Exercise prompt: Look below for the line that has "PR #283, opened 2019-08-06". Set down the lines from there through the line that has "Thanks for the patch.", exactly as written.

Provided material:

.....

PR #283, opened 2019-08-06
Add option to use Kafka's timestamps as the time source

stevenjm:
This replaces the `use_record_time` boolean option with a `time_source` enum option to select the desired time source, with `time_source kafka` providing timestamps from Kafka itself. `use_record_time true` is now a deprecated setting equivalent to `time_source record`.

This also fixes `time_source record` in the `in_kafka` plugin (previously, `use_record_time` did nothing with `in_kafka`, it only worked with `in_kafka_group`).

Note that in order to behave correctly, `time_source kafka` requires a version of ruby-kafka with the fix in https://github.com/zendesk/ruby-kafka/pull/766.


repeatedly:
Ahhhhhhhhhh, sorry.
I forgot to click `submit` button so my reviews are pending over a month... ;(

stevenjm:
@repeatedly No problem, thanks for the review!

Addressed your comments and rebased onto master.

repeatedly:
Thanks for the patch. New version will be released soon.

.....

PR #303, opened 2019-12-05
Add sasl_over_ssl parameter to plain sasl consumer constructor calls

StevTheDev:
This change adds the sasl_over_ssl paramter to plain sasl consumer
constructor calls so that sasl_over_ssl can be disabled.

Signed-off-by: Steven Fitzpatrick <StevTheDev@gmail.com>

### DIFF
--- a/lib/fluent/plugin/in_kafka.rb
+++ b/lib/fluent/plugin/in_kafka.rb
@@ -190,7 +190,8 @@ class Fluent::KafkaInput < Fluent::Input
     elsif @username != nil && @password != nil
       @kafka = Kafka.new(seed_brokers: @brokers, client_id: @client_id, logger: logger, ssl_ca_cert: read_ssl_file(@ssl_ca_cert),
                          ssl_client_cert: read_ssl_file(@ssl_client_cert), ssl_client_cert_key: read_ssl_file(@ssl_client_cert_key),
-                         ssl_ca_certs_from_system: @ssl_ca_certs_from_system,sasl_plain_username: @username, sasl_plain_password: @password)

.....

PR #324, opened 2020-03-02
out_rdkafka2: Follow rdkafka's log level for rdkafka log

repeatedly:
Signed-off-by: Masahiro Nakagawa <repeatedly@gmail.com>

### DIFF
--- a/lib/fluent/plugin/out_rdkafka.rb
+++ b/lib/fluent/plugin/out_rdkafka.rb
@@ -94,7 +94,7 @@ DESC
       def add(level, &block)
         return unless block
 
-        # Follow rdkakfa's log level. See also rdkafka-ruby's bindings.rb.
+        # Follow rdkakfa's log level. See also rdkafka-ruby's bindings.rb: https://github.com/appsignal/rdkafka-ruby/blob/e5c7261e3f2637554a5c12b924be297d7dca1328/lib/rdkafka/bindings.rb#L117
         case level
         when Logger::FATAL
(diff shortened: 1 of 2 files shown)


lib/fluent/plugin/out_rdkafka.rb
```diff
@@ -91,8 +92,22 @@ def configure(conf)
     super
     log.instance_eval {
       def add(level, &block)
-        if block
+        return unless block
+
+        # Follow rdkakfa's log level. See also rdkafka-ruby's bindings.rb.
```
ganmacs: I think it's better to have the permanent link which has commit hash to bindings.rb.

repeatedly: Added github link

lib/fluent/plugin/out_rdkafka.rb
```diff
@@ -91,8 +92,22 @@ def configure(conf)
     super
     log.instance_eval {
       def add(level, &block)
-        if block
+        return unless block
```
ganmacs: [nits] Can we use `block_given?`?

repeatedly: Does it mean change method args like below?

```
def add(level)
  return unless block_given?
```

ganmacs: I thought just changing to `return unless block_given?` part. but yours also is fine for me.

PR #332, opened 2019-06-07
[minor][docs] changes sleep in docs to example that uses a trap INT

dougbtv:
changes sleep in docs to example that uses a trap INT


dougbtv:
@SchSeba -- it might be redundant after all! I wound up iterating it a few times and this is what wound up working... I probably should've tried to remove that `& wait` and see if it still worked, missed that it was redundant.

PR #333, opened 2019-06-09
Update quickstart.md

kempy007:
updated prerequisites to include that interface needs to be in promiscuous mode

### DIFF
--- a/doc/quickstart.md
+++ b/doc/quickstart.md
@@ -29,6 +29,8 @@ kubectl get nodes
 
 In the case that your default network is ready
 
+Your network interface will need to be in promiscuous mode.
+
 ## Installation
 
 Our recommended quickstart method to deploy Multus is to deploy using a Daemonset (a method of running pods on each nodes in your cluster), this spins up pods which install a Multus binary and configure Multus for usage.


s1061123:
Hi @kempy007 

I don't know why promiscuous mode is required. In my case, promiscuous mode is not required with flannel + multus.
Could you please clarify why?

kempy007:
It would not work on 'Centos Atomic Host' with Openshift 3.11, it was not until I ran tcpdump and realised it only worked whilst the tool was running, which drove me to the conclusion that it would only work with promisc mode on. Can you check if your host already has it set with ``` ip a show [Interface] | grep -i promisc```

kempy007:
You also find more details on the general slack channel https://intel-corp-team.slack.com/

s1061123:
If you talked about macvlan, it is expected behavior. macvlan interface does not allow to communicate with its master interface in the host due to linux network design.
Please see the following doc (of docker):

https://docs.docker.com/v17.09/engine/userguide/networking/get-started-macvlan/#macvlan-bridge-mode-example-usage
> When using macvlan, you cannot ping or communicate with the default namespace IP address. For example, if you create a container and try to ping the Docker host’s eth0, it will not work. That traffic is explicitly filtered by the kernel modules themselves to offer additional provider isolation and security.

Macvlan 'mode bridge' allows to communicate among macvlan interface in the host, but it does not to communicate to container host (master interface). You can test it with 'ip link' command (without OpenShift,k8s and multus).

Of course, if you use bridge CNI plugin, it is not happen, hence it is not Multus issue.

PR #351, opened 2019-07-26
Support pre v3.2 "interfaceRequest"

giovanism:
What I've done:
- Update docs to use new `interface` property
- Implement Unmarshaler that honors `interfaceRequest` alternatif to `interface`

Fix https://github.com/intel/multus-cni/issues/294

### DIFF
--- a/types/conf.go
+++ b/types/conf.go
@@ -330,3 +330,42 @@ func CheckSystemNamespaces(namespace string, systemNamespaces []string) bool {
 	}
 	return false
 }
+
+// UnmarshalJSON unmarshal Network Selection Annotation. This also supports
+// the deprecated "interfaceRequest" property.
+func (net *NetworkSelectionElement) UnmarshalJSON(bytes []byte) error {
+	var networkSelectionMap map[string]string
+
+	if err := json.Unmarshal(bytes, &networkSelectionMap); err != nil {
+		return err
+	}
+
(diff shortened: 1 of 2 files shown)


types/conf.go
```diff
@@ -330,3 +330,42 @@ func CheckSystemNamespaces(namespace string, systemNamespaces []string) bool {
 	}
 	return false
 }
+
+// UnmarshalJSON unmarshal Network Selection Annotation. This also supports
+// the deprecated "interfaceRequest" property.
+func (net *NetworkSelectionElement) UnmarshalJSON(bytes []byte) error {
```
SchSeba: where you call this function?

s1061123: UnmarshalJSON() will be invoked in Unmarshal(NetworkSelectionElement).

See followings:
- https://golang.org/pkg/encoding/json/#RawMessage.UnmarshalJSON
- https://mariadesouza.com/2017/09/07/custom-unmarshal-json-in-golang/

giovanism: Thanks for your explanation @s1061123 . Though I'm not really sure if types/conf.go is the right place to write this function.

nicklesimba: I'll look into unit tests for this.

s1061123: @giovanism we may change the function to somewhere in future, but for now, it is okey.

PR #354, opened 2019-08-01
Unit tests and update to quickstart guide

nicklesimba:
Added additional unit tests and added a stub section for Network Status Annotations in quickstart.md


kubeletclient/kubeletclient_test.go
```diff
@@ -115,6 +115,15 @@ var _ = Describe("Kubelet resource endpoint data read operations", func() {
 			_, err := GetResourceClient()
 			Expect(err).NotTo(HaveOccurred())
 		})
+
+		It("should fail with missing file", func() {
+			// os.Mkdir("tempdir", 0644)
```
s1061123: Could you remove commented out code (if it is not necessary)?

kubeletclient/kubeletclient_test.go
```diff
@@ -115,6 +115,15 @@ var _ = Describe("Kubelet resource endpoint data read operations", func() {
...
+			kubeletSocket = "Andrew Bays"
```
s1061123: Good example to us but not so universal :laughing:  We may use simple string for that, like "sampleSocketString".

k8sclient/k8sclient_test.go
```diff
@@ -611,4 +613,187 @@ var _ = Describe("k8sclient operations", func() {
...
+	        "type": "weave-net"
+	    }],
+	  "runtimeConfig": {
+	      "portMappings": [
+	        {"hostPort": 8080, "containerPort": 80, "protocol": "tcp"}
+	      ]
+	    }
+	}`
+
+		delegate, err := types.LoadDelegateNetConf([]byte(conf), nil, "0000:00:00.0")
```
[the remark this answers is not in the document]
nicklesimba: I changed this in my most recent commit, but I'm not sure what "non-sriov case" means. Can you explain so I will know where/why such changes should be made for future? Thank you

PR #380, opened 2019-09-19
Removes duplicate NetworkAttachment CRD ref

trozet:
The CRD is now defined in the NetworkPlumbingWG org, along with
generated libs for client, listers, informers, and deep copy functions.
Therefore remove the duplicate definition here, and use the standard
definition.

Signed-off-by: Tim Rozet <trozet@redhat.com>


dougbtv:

.....

Your response:
PR #283, opened 2019-08-06
Add option to use Kafka's timestamps as the time source

stevenjm:
This replaces the `use_record_time` boolean option with a `time_source` enum option to select the desired time source, with `time_source kafka` providing timestamps from Kafka itself. `use_record_time true` is now a deprecated setting equivalent to `time_source record`.

This also fixes `time_source record` in the `in_kafka` plugin (previously, `use_record_time` did nothing with `in_kafka`, it only worked with `in_kafka_group`).

Note that in order to behave correctly, `time_source kafka` requires a version of ruby-kafka with the fix in https://github.com/zendesk/ruby-kafka/pull/766.


repeatedly:
Ahhhhhhhhhh, sorry.
I forgot to click `submit` button so my reviews are pending over a month... ;(

stevenjm:
@repeatedly No problem, thanks for the review!

Addressed your comments and rebased onto master.

repeatedly:
Thanks for the patch. New version will be released soon.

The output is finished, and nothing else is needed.